Dataset entries
= = =

Issue #2211, opened 2024-02-14
Wall emissivity array out of bounds


maxaehle:
**Describe the bug**

The serial regression test `p1rad`, which runs SU2_CFD on [TestCases/radiation/p1model/configp1.cfg](https://github.com/su2code/SU2/blob/f9f7a0111f7ffd5b4b3a4c7fd165878eea69a7af/TestCases/radiation/p1model/configp1.cfg#L50), has a heap-buffer-overflow in [`CConfig::GetWall_Emissivity`](https://github.com/su2code/SU2/blob/f9f7a0111f7ffd5b4b3a4c7fd165878eea69a7af/Common/src/CConfig.cpp#L9614) according to Clang's address sanitizer. 

According to my printf debugging, `nMarker_Emissivity` is `2` and `Wall_Emissivity` is `{"left", "right"}` (matching the cfg file), but `CRadP1Solver::BC_Marshak` calls `GetWall_Emissivity` with the marker string `"upper"`. 

**Bug report checklist**
- [X] Consulting the build instructions (https://su2code.github.io/docs_v7/Build-SU2-Linux-MacOS/).
- [X] Looking for similar problems on GitHub or CFD-Online (https://www.cfd-online.com/Forums/su2/).
- [X] Updating to the newest version of SU2 (either develop, master, or the pre-built executables https://su2code.github.io/download.html).

**Desktop (please complete the following information):**
Ubuntu 22.04 with Clang++ 16.0.6, MPI disabled, SU2 at current `develop` branch, commit f9f7a0111f7ffd5b4b3a4c7fd165878eea69a7af.

pcarruscag:
Looks like BC_Marshak is used for all boundary types of the radiation solver, maybe we need to return 0 emissivity for markers that are not found in the list.

PR #2212, opened 2024-02-14
Fix bugs detected by the address sanitizer

maxaehle:
## Steps to reproduce the underlying issue

Compile SU2 with Clang and `-fsanitize=address` (and possibly `-fno-omit-frame-pointer`), and run the testcases as usual. AddressSanitizer warnings appear in the output (if any).

So far, only the tests in serial_regression.py have been analyzed.

## Proposed Changes

Depending on the context of the memory leak, 
- add `delete` / `delete[]` statement
- turn `new`-allocated arrays into `std::vector`s, or
- for one bug caused by a `delete` to a base class pointer, make its destructor `virtual`. 

## Related Work

#2211 and #2213 have been detected in the same way, but I'm not sure how to properly fix them.

## PR Checklist

- [not necessary] I have added a test case that demonstrates my contribution, if necessary.
- [not necessary] I have updated appropriate documentation (Tutorials, Docs Page, config_template.cpp), if necessary.


pcarruscag (approved):
Nice catches

SU2_CFD/include/solvers/CFVMFlowSolverBase.inl
```diff
@@ -979,10 +979,8 @@ void CFVMFlowSolverBase<V, R>::LoadRestart_impl(CGeometry **geometry, CSolver **
   {
   /*--- Delete the class memory that is used to load the restart. ---*/
 
-    delete [] Restart_Vars;
-    Restart_Vars = nullptr;
-    delete [] Restart_Data;
-    Restart_Data = nullptr;
+    Restart_Vars.clear(); Restart_Vars.shrink_to_fit();
+    Restart_Data.clear(); Restart_Data.shrink_to_fit();
```
pcarruscag, line 983:
```suggestion
    Restart_Vars = decltype(Restart_Vars){};
    Restart_Data = decltype(Restart_Data){};
```

jblueh: That's better, as `shrink_to_fit` tends to free but does not guarantee it. Thanks :+1:

Common/include/option_structure.inl
```diff
@@ -1696,7 +1696,22 @@ class COptionActDisk : public COptionBase {
...
+    }
+    delete[] press_jump;
+    delete[] temp_jump;
+    delete[] omega;
+
+    delete[] marker_inlet;
+    delete[] marker_outlet;
+
+    SetDefault();
+  };
```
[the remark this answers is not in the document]
maxaehle: Indeed, `string *Marker_ActDiskBemInlet, *Marker_ActDiskBemInlet` were accessed via both the config file options `MARKER_ACTDISK_BEM_CG`, `MARKER_ACTDISK_BEM_AXIS`, and thus `delete[]`'d by both COptionActDisk instances. This was not a bug because `SetDefault` sets the pointers to zero.

As this is still kind of a dangerous construct (i.e. if the user supplies different marker lists to both cfg file options, one of them "wins" without an error message), [fc23554](https://github.com/su2code/SU2/pull/2212/commits/fc2355455e679b15ec0b8ab028a17e1df93af112) refactors the code such that both options initialize different marker lists, and those are checked to be identical in `CConfig::SetPostprocessing`.

pcarruscag (approved):

jblueh:
The contributions I made are from investigating `serial_regression_AD.py` in the same manner. `parallel_regression.py` and `parallel_regression_AD.py` are checked to a certain extent, too.

PR #2214, opened 2024-02-16
Improved look-up table query scaling with variable count

EvertBunschoten:
## Proposed Changes
The ```CLookUpTable``` class allows for the fast interpolation of unstructured 2D data.

It was found that the query time of this class scaled significantly with the number of output variables, indicating inefficiencies in the query process.
  
These inefficiencies came from string comparison routines in the ```GetIndexOfVar``` function of the ```CLookUpTable``` class. By implementing overloaded instances of the look-up functions which retrieve data from data indices directly, the query time efficiency scaling was significantly improved. 

Also reduced duplicate code within the ```CLookUpTable``` class.

## PR Checklist


pcarruscag:
You may want to remove the string based interface since it's known to be inneficient.

EvertBunschoten:
> You may want to remove the string based interface since it's known to be inneficient.

When replacing the string-based with index-based look-up methods, the performance improves substantially. The figure below shows the average measured evaluation time (measured with chrono library) vs the number of output variables. It's clear that using index-based look-up methods results in reduced query time, as well as improved scaling.

scaling_nVars

SU2_CFD/src/fluid/CFluidFlamelet.cpp
```diff
@@ -196,6 +196,22 @@ void CFluidFlamelet::PreprocessLookUp(CConfig* config) {
...
+      if (noSource(varnames_Sources[iVar])) {
+        LUT_idx = look_up_table->GetNullIndex();
+      } else {
+        LUT_idx = look_up_table->GetIndexOfVar(varnames_Sources[iVar]);
+      }
+      LUT_idx_Sources.push_back(LUT_idx);
+    }
+    for (auto iVar=0u; iVar < varnames_LookUp.size(); iVar++){
+      LUT_idx_LookUp.push_back(look_up_table->GetIndexOfVar(varnames_LookUp[iVar]));
+    }
```
bigfooted, line 214:
```suggestion
  } else {
    for (auto iVar=0u; iVar < varnames_TD.size(); iVar++) {
      LUT_idx_TD.push_back(look_up_table->GetIndexOfVar(varnames_TD[iVar]));
    }
    for (auto iVar=0u; iVar < varnames_Sources.size(); iVar++) {
      unsigned long LUT_idx;
      if (noSource(varnames_Sources[iVar])) {
        LUT_idx = look_up_table->GetNullIndex();
      } else {
        LUT_idx = look_up_table->GetIndexOfVar(varnames_Sources[iVar]);
      }
      LUT_idx_Sources.push_back(LUT_idx);
    }
    for (auto iVar=0u; iVar < varnames_LookUp.size(); iVar++) {
      LUT_idx_LookUp.push_back(look_up_table->GetIndexOfVar(varnames_LookUp[iVar]));
    }
```

Common/include/containers/CLookUpTable.hpp
```diff
@@ -284,6 +295,27 @@ class CLookUpTable {
...
 
+  /*!
+   * \brief Find the triangle within which the query point (val_CV1, val_CV2) is located.
+   * \param[in] val_CV1 - First controlling variable value.
+   * \param[in] val_CV2 - Second controlling variable value.
+   * \param[in] id_triangle - Reference to inclusion triangle index.
+   * \param[in] iLevel - Table level index.
+   * \returns 0 if inside data set, 1 if outside.
+   */
+  unsigned long FindInclusionTriangle(const su2double val_CV1, const su2double val_CV2, unsigned long& id_triangle,
```
bigfooted, line 306: Return value can be a boolean?  (If yes, the maybe change behavior to: true=inside, false=outside)

```suggestion
   * \returns 0 if inside data set, 1 if outside.
   */
  bool FindInclusionTriangle(const su2double val_CV1, const su2double val_CV2, unsigned long& id_triangle,
```

bigfooted (approved):
Thanks Evert, it looks good to me, Also nice improvement in speed.

Common/include/containers/CLookUpTable.hpp
EvertBunschoten: I changed the query inclusion flag of all lookup operations now to booleans instead of unsigned.

PR #2239, opened 2024-03-11
Add test case for fuel paper

danielmayer:
## Proposed Changes
This pull request adds the test case that we used for the Fuel paper.

## Related Work

## PR Checklist


bigfooted:
@danielmayer where does the python script for FADO go? here or in the Testcases repository?

danielmayer:
> @danielmayer where does the python script for FADO go? here or in the Testcases repository?

Good question. I think the purpose of the TestCases repo is to separate large files that don't change much from the code base. Since those scripts are small, I would lean towards putting them in the SU2 repo. Another option is to add them as a new test case to FADO, but that adds another layer of complexity. What do you think? What does @pcarruscag think?

pcarruscag:
TestCases repo is used for large files that are used in regression tests.
Then we have the tutorials repo for tutorial files (mesh + configs) and we also exercise those in regressions.
If this is too large for either of the above it should go into V&V, I guess that is how it was used for the paper?

bigfooted:
> If this is too large for either of the above it should go into V&V, I guess that is how it was used for the paper?

I suggest we add this to the regression tests, put the mesh in the testcases repo, and add additional scripts and results to the V&V and create a V&V page pointing to the paper and showing some main results.

PR #2266, opened 2024-04-16
Fix shared wall-inlet corner node for compressible

bigfooted:
## Proposed Changes
Nodes shared by an inlet and a wall show nonphysical values in the corner node for energy, temperature, pressure, density. This fixes the issue

## Related Work

## PR Checklist


bigfooted:
@Cristopher-Morales Can you check if this fixes the issue for you? This works for the testcase that you gave me (2D compressible channel flow).
There is still a (compared to develop) very small local change in pressure but I think this is because at the inlet, the radial velocity is not zero and close to the wall the radial velocity component is not negligible, this is I think why the pressure locally is still not completely homogeneous.

bigfooted:
Pressure, old (develop) and new variables. The local pressure changes reduce by almost 2 orders of magnitude:
2024-04-16_23h37_19
2024-04-16_23h34_15

Old and new energy near the corner:
2024-04-16_23h35_55
2024-04-16_23h33_50


Near the corner, the y-momentum (radial velocity) is not zero:
2024-04-16_23h34_41

bigfooted:
the user defined function case: a flat plate. top is with the fix, bottom (mirrored): the old develop.
udf

bigfooted:
@Cristopher-Morales can you check if bounded scalar works for you for this setup with compressible flow? I activated it and it seems to work fine for the small testcase that you sent. It is much better than scalar upwind.

bigfooted:
Poiseuille flow, top is corrected, bottom is develop. There is still a small discrepancy in the energy but this might be due to the strong velocity components close to the wall.
image

SU2_CFD/include/solvers/CSpeciesSolver.hpp
```diff
@@ -153,6 +153,26 @@ class CSpeciesSolver : public CScalarSolver<CSpeciesVariable> {
...
+   * \param[in] geometry - Geometrical definition of the problem.
+   * \param[in] solver_container - Container vector with all the solutions.
+   * \param[in] conv_numerics - Description of the numerical method.
+   * \param[in] visc_numerics - Description of the numerical method.
+   * \param[in] config - Definition of the particular problem.
+   * \param[in] val_marker - Surface marker where the boundary condition is applied.
+   */
+  void BC_Isothermal_Wall(CGeometry* geometry, CSolver** solver_container, CNumerics* conv_numerics,
+                          CNumerics* visc_numerics, CConfig* config, unsigned short val_marker) override;
+
```
bigfooted, line 175: I had to add this because scalar upwind for species transport in compressible flows showed a hard Dirichlet boundary condition of Y=0 on isothermal solid walls.

Cristopher-Morales:
> @Cristopher-Morales can you check if bounded scalar works for you for this setup with compressible flow? I activated it and it seems to work fine for the small testcase that you sent. It is much better than scalar upwind.

species_transport
Hi, yes it works much better, specially if we refine the mesh towards the walls.

SU2_CFD/include/solvers/CSpeciesSolver.hpp
Cristopher-Morales: I have an idea why we see those results in the walls, we can discuss it this Tuesday. 
image

GiuSirianni:
I'm sorry to interject on this issue with what is probably a useless comment, but I wanted to ask if this issue affects you also in 1st order simulations?

In my experience MUSCL reconstruction at boundaries in SU2 is "incorrect" as it doesn't take into account the boundary condition applied and just assumed ```v_i = v_j```, as far as I have understood from the scouring the code. This usually is a small first order approximation locally, but with complex EoS or unlucky combinations of BCs and numerical settings can cause unphysical solutions and crashes.

In a project of mine I have had some success by either disabling MUSCL outright at boundaries (very conservative and brutal solution), or disable it only at specific kinds of corners, which requires more memory unfortunately as one needs to somehow save if the node is a corner, etc.

The "real solution" would be to either save the boundary solution in ghost nodes and use it for the gradient computation, or fix gradients in post-process with a small performance penalty.

EvertBunschoten:
It looks like the edge mass fluxes are not stored when running compressible RANS simulations, preventing any species convection when using BOUNDED_SCALAR. I'm looking into why this happens. Below is the species solution after 10 iterations for the passive_transport_validation test case for the RANS solver and using BOUNDED_SCALAR. The species values specified at the inlet do not progress downstream using the current settings.

bounded_scalar_compressible

GiuSirianni:
@bigfooted I will open an issue, thank you!

bigfooted:
@EvertBunschoten since bounded scalar was never implemented for compressible flow, I think we should create a separate PR for it. 
If the symmetry PR is merged, I will update the residuals for this PR as well.

Common/src/CConfig.cpp
```diff
@@ -5563,16 +5563,12 @@ void CConfig::SetPostprocessing(SU2_COMPONENT val_software, unsigned short val_i
...
     if (n_control_vars != (nSpecies - n_user_scalars))
-      SU2_MPI::Error("Number of initial species incompatbile with number of controlling variables and user scalars.", CURRENT_FUNCTION);
+      SU2_MPI::Error("Number of initial species incompatible with number of controlling variables and user scalars.", CURRENT_FUNCTION);
     /*--- We can have additional user defined transported scalars ---*/
     n_scalars = n_control_vars + n_user_scalars;
   }
 
-  if (Kind_Regime == ENUM_REGIME::COMPRESSIBLE && GetBounded_Scalar()) {
-    SU2_MPI::Error("BOUNDED_SCALAR discretization can only be used for incompressible problems.", CURRENT_FUNCTION);
-  }
```
pcarruscag, line 5575: We still have this restriction

SU2_CFD/src/solvers/CEulerSolver.cpp
```diff
@@ -6863,10 +6863,11 @@ void CEulerSolver::BC_Inlet(CGeometry *geometry, CSolver **solver_container,
                             CConfig *config, unsigned short val_marker) {
   unsigned short iDim;
   unsigned long iVertex, iPoint;
-  su2double P_Total, T_Total, Velocity[MAXNDIM], Velocity2, H_Total, Temperature, Riemann,
+  su2double P_Total, T_Total, Velocity[MAXNDIM], Velocity2, H_Total, Riemann,
   Pressure, Density, Energy, Flow_Dir[MAXNDIM], Mach2, SoundSpeed2, SoundSpeed_Total2, Vel_Mag,
   alpha, aa, bb, cc, dd, Area, UnitNormal[MAXNDIM], Normal[MAXNDIM];
   su2double *V_inlet, *V_domain;
+  su2double Temperature = 288.15;
```
pcarruscag, line 6870: This looks like a bad idea

SU2_CFD/src/solvers/CEulerSolver.cpp
```diff
@@ -7079,8 +7080,8 @@ void CEulerSolver::BC_Inlet(CGeometry *geometry, CSolver **solver_container,
           if (tkeNeeded) Energy += GetTke_Inf();
 
           /*--- Primitive variables, using the derived quantities ---*/
-
-          V_inlet[0] = Pressure / ( Gas_Constant * Density);
+          Temperature = Pressure / ( Gas_Constant * Density);
```
pcarruscag, line 7083:
```suggestion
          const su2double Temperature = Pressure / ( Gas_Constant * Density);
```

SU2_CFD/src/solvers/CEulerSolver.cpp
```diff
@@ -7094,6 +7095,65 @@ void CEulerSolver::BC_Inlet(CGeometry *geometry, CSolver **solver_container,
...
+            }
+
+            Pressure = nodes->GetPressure(iPoint);
+            Density = nodes->GetDensity(iPoint);
+
+            Energy = Pressure / (Density * Gamma_Minus_One)  + 0.5 * Velocity2;
+
+            if (tkeNeeded) Energy += GetTke_Inf();
+
+            V_inlet[nDim+3] = Energy + Pressure/Density;
```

= = =

In exact wording, restate the lines of the data above from the first through the one holding "PR #2212, opened 2024-02-14", and stop after that line.

▶ [EXERCISE RESULT]:
Issue #2211, opened 2024-02-14
Wall emissivity array out of bounds


maxaehle:
**Describe the bug**

The serial regression test `p1rad`, which runs SU2_CFD on [TestCases/radiation/p1model/configp1.cfg](https://github.com/su2code/SU2/blob/f9f7a0111f7ffd5b4b3a4c7fd165878eea69a7af/TestCases/radiation/p1model/configp1.cfg#L50), has a heap-buffer-overflow in [`CConfig::GetWall_Emissivity`](https://github.com/su2code/SU2/blob/f9f7a0111f7ffd5b4b3a4c7fd165878eea69a7af/Common/src/CConfig.cpp#L9614) according to Clang's address sanitizer. 

According to my printf debugging, `nMarker_Emissivity` is `2` and `Wall_Emissivity` is `{"left", "right"}` (matching the cfg file), but `CRadP1Solver::BC_Marshak` calls `GetWall_Emissivity` with the marker string `"upper"`. 

**Bug report checklist**
- [X] Consulting the build instructions (https://su2code.github.io/docs_v7/Build-SU2-Linux-MacOS/).
- [X] Looking for similar problems on GitHub or CFD-Online (https://www.cfd-online.com/Forums/su2/).
- [X] Updating to the newest version of SU2 (either develop, master, or the pre-built executables https://su2code.github.io/download.html).

**Desktop (please complete the following information):**
Ubuntu 22.04 with Clang++ 16.0.6, MPI disabled, SU2 at current `develop` branch, commit f9f7a0111f7ffd5b4b3a4c7fd165878eea69a7af.

pcarruscag:
Looks like BC_Marshak is used for all boundary types of the radiation solver, maybe we need to return 0 emissivity for markers that are not found in the list.

PR #2212, opened 2024-02-14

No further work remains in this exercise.